--- EXERCISE BRIEF ---
Every line in the entries that holds "word" should be identified and copied.

--- PROVIDED ENTRIES ---
== == ==

PR #3448, opened 2023-06-19
More GA4 changes

tunetheweb:
- Set web-vitals info to better names
- Have Stories send to both properties
- Remove report uri as causing tests to fail as we’ve reached out limit

### DIFF
--- a/src/server/__init__.py
+++ b/src/server/__init__.py
@@ -78,7 +78,6 @@ app.jinja_env.filters["accentless_sort"] = accentless_sort
 talisman = Talisman(
     app,
     content_security_policy=csp.csp,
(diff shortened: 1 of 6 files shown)


rviscomi (commented):
See my comments in https://github.com/HTTPArchive/httparchive.org/pull/745

tunetheweb:
> See my comments in [HTTPArchive/httparchive.org#745](https://github.com/HTTPArchive/httparchive.org/pull/745)

Updated in https://github.com/HTTPArchive/almanac.httparchive.org/pull/3448/commits/fe5ae8680242f6aaf377b18cb9f239b397892c13.

Waiting to see about scrollY before merging.

PR #3480, opened 2023-07-26
fix/word-error-base

HakaCode:
I've been analyzing the site for untranslated words and I noticed this punctuation/word error.


tunetheweb:
Thanks. I actually noticed that one too and thought I'd pushed a fix to one of your PRs yesterday, but looks like I forgot to push it!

== == ==

--- YOUR SOLUTION ---
fix/word-error-base
I've been analyzing the site for untranslated words and I noticed this punctuation/word error.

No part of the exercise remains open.